Growing Up in an American Commune
The following is a guest blog post from the makers of American Commune, which is currently in the midst of a Kickstarter campaign to cover post-production costs. — SM
When my sister and I started making our documentary about growing up on America’s largest commune, we honestly didn’t intend for it to be a personal story. At the time, we were both working as directors at MTV in New York City and none of our friends or colleagues had the slightest clue we were born on a commune called The Farm. We had left as kids in the 1980s when the commune disbanded and immediately did everything we could to blend in to mainstream America, eventually obscuring our past. We merely wanted to survive being new kids at school, and our former life on the commune wasn’t something that we felt most people would understand. We ended up assimilating so well that in our twenties we began working in the heart of commercialism for the largest media empire in the world.
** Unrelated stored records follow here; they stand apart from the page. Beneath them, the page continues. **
Issue #104, opened 2022-03-23
[Bug] Docs are rendering docstrings from `wtforms.Form` and not `form_base_class`.


dwreeves:
### Checklist

- [X] The bug is reproducible against the latest release or `master`.
- [X] There are no similar issues or pull requests to fix it yet.

### Describe the bug

This is not intended:

<img width="1420" alt="image" src="https://user-images.githubusercontent.com/31971762/159769748-c540616a-846e-45d9-85cc-4265b01e0cd8.png">

### Steps to reproduce the bug

Deploy the docs.

### Expected behavior

The docstring should be from the file `sqladmin/models.py`:

<img width="647" alt="image" src="https://user-images.githubusercontent.com/31971762/159769841-22a6a9d7-ecad-410f-9328-eb894f284b36.png">

### Environment

Github Actions

PR #105, opened 2022-03-23
Update models.py

aminalaee:


dwreeves:
In reference to #104-- I think the problem with the form base class docs is a problem with `mkdocstrings`. The typing I did was fine.

I fixed #104 in my local environment by adding `mkdocstrings-python==0.6.6` to `requirements.txt`. Long story short, you weren't specifying a handler for mkdocstrings so it was defaulting to the "legacy" handler. However, the package they developed called [griffe](https://github.com/mkdocstrings/griffe) properly identifies the docstring. (You can see this by `pip install griffe` then `griffe sqladmin` and you'll see that `form_base_class`'s docstring is properly evaluated with griffe. This is not the case for the legacy parsing that mkdocstrings used.)

aminalaee:
Thank you, yes I was just experimenting with the docstrings, I didn't really expect any result here.

PR #107, opened 2022-03-24
Fix Export unlimited rows

aminalaee:
Right now if you don't specify `export_max_rows` then only 10 rows are exported. An example here: https://python-sqladmin.herokuapp.com/admin/user/list

The reason this happened is that we rely on the pagination and pagination will do a few checks before setting page and page_size options and won't allow unlimited rows.

I added a different query for this behaviour.

### DIFF
--- a/sqladmin/application.py
+++ b/sqladmin/application.py
@@ -375,5 +375,5 @@ class Admin(BaseAdminView):
         export_type = request.path_params["export_type"]
 
         model_admin = self._find_model_admin(identity)
-        pagination = await model_admin.list(1, model_admin.export_max_rows)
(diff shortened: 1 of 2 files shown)


aminalaee:
cc @dwreeves

dwreeves:
Oh woops! Good catch. I'll test this locally soon, and also we should add a test case for N>10 rows.

dwreeves:
LGTM. Your fix works when I run it. 👍

I added test coverage for `export_max_rows` here: #108

dwreeves (approved):

aminalaee:
Docs are failing, nothing related here.

Issue #113, opened 2022-03-29
Expose Starlette options


tr11:
### Checklist

- [X] There are no similar issues or pull requests for this yet.

### Is your feature related to a problem? Please describe.

It'd be great to expose the `middleware` and `debug` parameters to pass to the Starlette admin app. This would allow, for example, to create a middleware that checks for an "admin" session cookie and redirect the user in case the cookie doesn't exist.  The debug option is useful when developing.

aminalaee:
Thank you for the suggestion and PR, this is already merged.

PR #114, opened 2022-03-29
Expose Starlette middlewares and debug to the Admin

tr11:
Adds the `middleware` and `debug` parameters as mentioned in #113.

### DIFF
--- a/sqladmin/application.py
+++ b/sqladmin/application.py
@@ -1,4 +1,4 @@
-from typing import TYPE_CHECKING, List, Type, Union
+from typing import TYPE_CHECKING, List, Sequence, Type, Union, Optional, Dict, Any
 
 from jinja2 import ChoiceLoader, FileSystemLoader, PackageLoader
 from sqlalchemy.engine import Engine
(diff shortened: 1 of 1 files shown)


sqladmin/application.py
```diff
@@ -156,6 +157,8 @@ def __init__(
         base_url: str = "/admin",
         title: str = "Admin",
         logo_url: str = None,
+        middleware: Sequence[Middleware] = None,
```
aminalaee, line 160: I know that Starlette expects `middleware` keyword, but since this is a sequence, I think it's better to switch this to `middlewares` on the SQLAdmin side.
```suggestion
        middlewares: Sequence[Middleware] = None,
```

sqladmin/application.py
```diff
@@ -212,6 +215,8 @@ def http_exception(request: Request, exc: Exception) -> Response:
                 ),
             ],
             exception_handlers={HTTPException: http_exception},
+            middleware=middleware,
```
aminalaee, line 218:
```suggestion
            middleware=middlewares,
```

aminalaee (approved):
Thank you for the PR 🎉

PR #116, opened 2022-03-30
Function signature typing, and renames

dwreeves:
I broke out the typing/renames from #115 into a separate PR.

### DIFF
--- a/sqladmin/forms.py
+++ b/sqladmin/forms.py
@@ -1,6 +1,17 @@
 import inspect
 from enum import Enum
-from typing import Any, Callable, Dict, Optional, Sequence, Type, Union, no_type_check
+from typing import (
+    Any,
+    Callable,
+    Dict,
+    List,
+    Optional,
+    Sequence,
+    Type,
+    TypeVar,
+    Union,
+    no_type_check,
+)
 
 import anyio
 from sqlalchemy import inspect as sqlalchemy_inspect, select
@@ -8,6 +19,7 @@ from sqlalchemy.engine import Engine
 from sqlalchemy.ext.asyncio import AsyncEngine, AsyncSession
 from sqlalchemy.orm import ColumnProperty, Mapper, RelationshipProperty, Session
 from sqlalchemy.sql.schema import Column
+from typing_extensions import Protocol
 from wtforms import (
     BooleanField,
     DateField,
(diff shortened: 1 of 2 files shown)


sqladmin/forms.py
```diff
@@ -161,107 +199,169 @@ async def convert(
...
-    @classmethod
-    def _string_common(cls, column: Column, field_args: Dict, **kwargs: Any) -> None:
+    @staticmethod
+    def _string_common(prop: ColumnProperty) -> List[Validator]:
+        li = []
+        column: Column = prop.columns[0]
         if isinstance(column.type.length, int) and column.type.length:
-            field_args["validators"].append(validators.Length(max=column.type.length))
+            li.append(validators.Length(max=column.type.length))
+        return li
```
aminalaee, line 246: Isn't this always a list with one element?

sqladmin/forms.py
```diff
@@ -161,107 +199,169 @@ async def convert(
...
-        field_args.setdefault("places", None)
-        return DecimalField(**field_args)
+        kwargs.setdefault("places", None)
+        return DecimalField(**kwargs)
 
     # @converts("dialects.mysql.types.YEAR", "dialects.mysql.base.YEAR")
-    # def conv_MSYear(self, field_args: Dict, **kwargs: Any) -> Field:
-    #     field_args["validators"].append(validators.NumberRange(min=1901, max=2155))
-    #     return StringField(**field_args)
+    # def conv_MSYear(
```
aminalaee, line 314: I'd rather leave this out for now.

sqladmin/forms.py
```diff
@@ -23,37 +35,63 @@
...
-                    converters[classname] = obj
+                    callbacks[classname] = obj
 
-        self.converters = converters
+        self._callbacks = callbacks
 
-    def get_converter(
-        self, prop: Union[ColumnProperty, RelationshipProperty]
-    ) -> Callable:
+    def get_callback(
```
aminalaee, line 90: What's the reason for renaming converter to callback? Is it unclear?

sqladmin/forms.py
```diff
@@ -23,37 +35,63 @@
...
+        ...  # pragma: no cover
+
+
+class ConverterCallback(Protocol):
+    def __call__(
+        self,
+        model: type,
+        prop: Union[ColumnProperty, RelationshipProperty],
+        kwargs: Dict[str, Any],
+    ) -> UnboundField:
```
aminalaee, line 56: I will need to read the mypy docs again about this. I think this PR needs to be rebased.

sqladmin/forms.py
dwreeves: The list can also be empty.

There are a few ways to write this snippet; I refactored because I thought it'd be simpler if the function did not rely on side effects.

sqladmin/forms.py
dwreeves: Right now "converter" refers to both the name of the class and the name of the methods within the class. The name "converter" currently does two things. But by distinguishing between converters (the class) and the _callbacks_ (the methods), we have 1 name for 1 concept each, rather than 1 name referring to 2 concepts.

We can potentially get the code to the point where we can expose this part of the API, and I think it is appropriate, if you want to do that, to use good and precise names.

dwreeves: One thing I should have considered-- is "callback" even the right terminology? I think a callback is more like, a function passed in an argument. It's tenuously a callback because it's decorated. So, I'll revert it back to `converters` and `get_converter`. And I will rename `ConverterCallback` to `ConverterCallable` for the protoocol.

sqladmin/forms.py
aminalaee: I think we can avoid changing this. we can update it when adding it. Does that make sense?

sqladmin/forms.py
aminalaee: Yes I agree, this is a pretty old approach, I honestly took it from WTForms and didn't go back to re-factoring it.

sqladmin/forms.py
dwreeves: Sure

sqladmin/forms.py
dwreeves: I rebased the PR.

aminalaee (approved):
Thanks a lot @dwreeves this looks good 👍

PR #129, opened 2022-04-05
Delay call to `self.get_converter`

lovetoburnswhen:
- This enables users who pass in `form_overrides` to bypass `self.get_converter()`, which can still break on custom/unsupported types (eg `sqlalchemy_utils.types.ChoiceType`)


dwreeves (approved):

aminalaee (approved):
Thank you for the PR 👍

PR #346, opened 2022-10-01
Add py.typed for the package to ship its typing information

franciscorode:
As described in https://www.python.org/dev/peps/pep-0561/

Currently, the next warnings are showed when running mypy

```python
class UserAdmin(ModelAdmin, model=UserModel):
```

> error: Unexpected keyword argument "model" for "__init_subclass__" of "object"
> error: Class cannot subclass "ModelAdmin" (has type "Any")


aminalaee (approved):
Thank you for the PR.

PR #349, opened 2022-10-02
Improve items list UI

ischaojie:
Changes:
1. Move Select items per page after pagination.
2. Ensure alignment.
3. Ensure actions along with the checkbox.

Preview:
image

And another piece of advice: It's better to move the actions button(view/edit/delete) to the end?

### DIFF
--- a/sqladmin/templates/list.html
+++ b/sqladmin/templates/list.html
@@ -35,21 +35,7 @@
       </div>
     </div>
     <div class="card-body border-bottom py-3">
-      <div class="d-flex">
-        <div class="dropdown text-muted col-4">
-          Show 
-          <a href="#" class="btn btn-light dropdown-toggle" data-toggle="dropdown" aria-haspopup="true" aria-expanded="false">
-            {{ request.query_params.get("pageSize") or model_view.page_size }}
-          </a>
-          items
-          <div class="dropdown-menu">
-            {% for page_size_option in model_view.page_size_options %}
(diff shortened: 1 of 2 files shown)


sqladmin/templates/list.html
```diff
@@ -164,6 +152,18 @@ <h3 class="card-title">{{ model_view.name_plural }}</h3>
...
         </li>
       </ul>
+      <div class="dropdown text-muted">
+        <a href="#" class="btn btn-sm btn-light dropdown-toggle" data-toggle="dropdown" aria-haspopup="true" aria-expanded="false">
+          {{ request.query_params.get("pageSize") or model_view.page_size }} / Page
+        </a>
+        <div class="dropdown-menu">
+          {% for page_size_option in model_view.page_size_options %}
+          <a class="dropdown-item" href="{{ request.url.include_query_params(pageSize=page_size_option) }}">
+            {{ page_size_option }} / Page
```
aminalaee, line 162: My only comment is about the wording here. Can we do something like `Show <x> items`?
I think that would be more readable.

aminalaee (changes requested):
Thanks a lot for the contribution, The UI can be improved a lot.

sqladmin/templates/list.html
ischaojie: Yes, I'll add it.

aminalaee (approved):
Thanks for your contribution

PR #381, opened 2022-11-16
Fix export to use `list_query` option

villqrd:
This PR addresses the issue described in https://github.com/aminalaee/sqladmin/issues/380

### DIFF
--- a/pyproject.toml
+++ b/pyproject.toml
@@ -73,7 +73,6 @@ dependencies = [
   "mypy==0.982",
   "psycopg2==2.9.5",
   "pytest==7.2.0",
-  "pytest-asyncio==0.20.2",
   "sqlalchemy_utils==0.38.3",
   "sqlmodel==0.0.8",
 ]
--- a/pyproject.toml
+++ b/pyproject.toml
@@ -73,6 +73,7 @@ dependencies = [
   "mypy==0.982",
   "psycopg2==2.9.5",
   "pytest==7.2.0",
+  "pytest-asyncio==0.20.2",
   "sqlalchemy_utils==0.38.3",
   "sqlmodel==0.0.8",
 ]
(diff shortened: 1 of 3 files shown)


pyproject.toml
```diff
@@ -73,6 +73,7 @@ dependencies = [
   "mypy==0.982",
   "psycopg2==2.9.5",
   "pytest==7.2.0",
+  "pytest-asyncio==0.20.2",
```
aminalaee, line 76: I don't think this is needed, there's pytest anyio already used in other places. The same can be used here.

tests/test_models.py
```diff
@@ -57,6 +57,13 @@ def prepare_database() -> Generator[None, None, None]:
     Base.metadata.drop_all(engine)
 
 
+@pytest.fixture()
+def session(prepare_database) -> LocalSession:
```
aminalaee, line 61: Does it have to be a fixture? Can't it be instantiated within the test?

tests/test_models.py
```diff
@@ -483,3 +490,30 @@ class UserAdmin(ModelView, model=User):
...
+    batman = User(name="batman")
+    bruce = User(name="bruce wayne")
+    superman = User(name="superman")
+    session.add(batman)
+    session.add(bruce)
+    session.add(superman)
+    session.commit()
+    session.refresh(batman)
+    session.refresh(bruce)
+    session.refresh(superman)
```
aminalaee, line 506: It can simply work with one instance to prove the test. No need for the extra LOC.

aminalaee (changes requested):
Thanks a lot for the contribution

pyproject.toml
villqrd: indeed, i was wondering why your async tests were working and not mine, thanks for pointing out the secret! will change

tests/test_models.py
villqrd: see last changes

aminalaee (approved):
Thanks a lot for the contribution 🎉

PR #414, opened 2023-01-19
Support PostgreSQL arrays

aminalaee:
Fixes https://github.com/aminalaee/sqladmin/issues/412


aminalaee:
This works fine for the create page which stores data correctly, but in the edit form, the existing tags are not pre-populated:
https://github.com/aminalaee/sqladmin/blob/06f101741daef60c2a90d40cf98157ff25291996/sqladmin/application.py#L469

I expected the above code to populate select choices but it doesn't.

The funny thing about everyone’s past is that on some level it’s inescapable. After a few years, we became disenchanted with working in sensational reality TV. We hungered to tell more meaningful stories and started talking amongst ourselves about where we came from. We had vivid childhood memories of life on The Farm, but had no concrete understanding of why our parents founded a commune in the backwoods of Tennessee, how it worked and why it fell apart. At its peak The Farm had 1,500 permanent members and 10,000 visitors a year. Given the range of people and experiences we felt that the most honest approach would be to make a film from our perspective. But coming to that decision was not easy. As kids, we were taught that you shouldn’t stick out from the group. In fact the commune had a saying, ‘Don’t be into the juice!’ which meant you weren’t supposed to bring attention on to yourself; the group was more important than the individual. And here we had decided to make a movie about ourselves! Scary.
Every year The Farm has a reunion (it’s no longer a commune, but a very progressive community of about 200 people) and we finally decided we would return one summer. We asked our mom, dad and brother to come as well. Our parents were the unlikely coupling of a Jewish girl from Beverly Hills and a Puerto Rican from The Bronx. They were some of the commune’s most dedicated members, but had divorced when the commune fell apart. When we’d asked them to return with us, they hadn’t spoken for nearly 20 years. The camera somehow gave us the courage to ask the difficult questions about our family history for the first time. In the process our parents revealed things they’d never shared. As storytellers we knew right away that it was great material, but as individuals we had to overcome the instinct to censor ourselves.
We also faced the challenge of creating a more nuanced story about hippies than is typically presented by mainstream media. We didn’t want to just talk about a bunch of failed idealists, running around naked in the woods. To the contrary, The Farm members were almost puritanical about living a spiritually pure life and adhered to strict rules. They forked over all their personal possessions and shared everything. They didn’t eat meat, wear jewelry or makeup and lived in huge communal households. Violence wasn’t allowed; even anger was frowned upon. They grew their own food and succeeded in building a self-sufficient society. Their socialist experiment laid the foundation to some of today’s most progressive movements, including organic farming, midwifery, solar energy and communal living. Countless reporters – everyone from Walter Cronkite to Dan Rather – have covered The Farm in news, but we are the first insiders to tell our story.
After we finished shooting, we had to come to terms with the fact that we had no budget to actually edit it. We went back to our MTV jobs to save money and like every other indie filmmaker we know, racked up credit card bills, borrowed from friends and family and did everything we could to finish our film. We also taught ourselves how to edit on Final Cut Pro, write artist grants, research archival footage and everything in between. It would take us several years juggling commercial television jobs and saving enough to work on the film between gigs. We ended up being awarded filmmaking grants from The New York State Council of the Arts, The Jerome Foundation and Women in Film. Once we had an assembly of our documentary, our friend Amir Bar Lev introduced us to Michael Levine, who edited My Kid Could Paint That, Restrepo and the recent The Central Park Five. Michael liked our project immediately, but it was challenging finding a window of time to work with him. He’s one of those editors that is always booked. By the time he found an opening, Nadine and I had moved to Los Angeles. We ended up working remotely sharing cuts via Dropbox, Skype calls and sending drives across the country. It wasn’t ideal, but we were fortunate that technology allowed us to finish a solid cut of our film.
We’re now aware that making a film is only half the battle, doing all of our final mixing and getting it out to the world poses a whole new set of challenges. We just launched a Kickstarter campaign to raise finishing funds to cover our final post costs. We’ve delved into the world of social media and are keeping our fingers crossed that we will have a successful campaign. As first time filmmakers, sharing our documentary with an audience will fulfill a long time dream.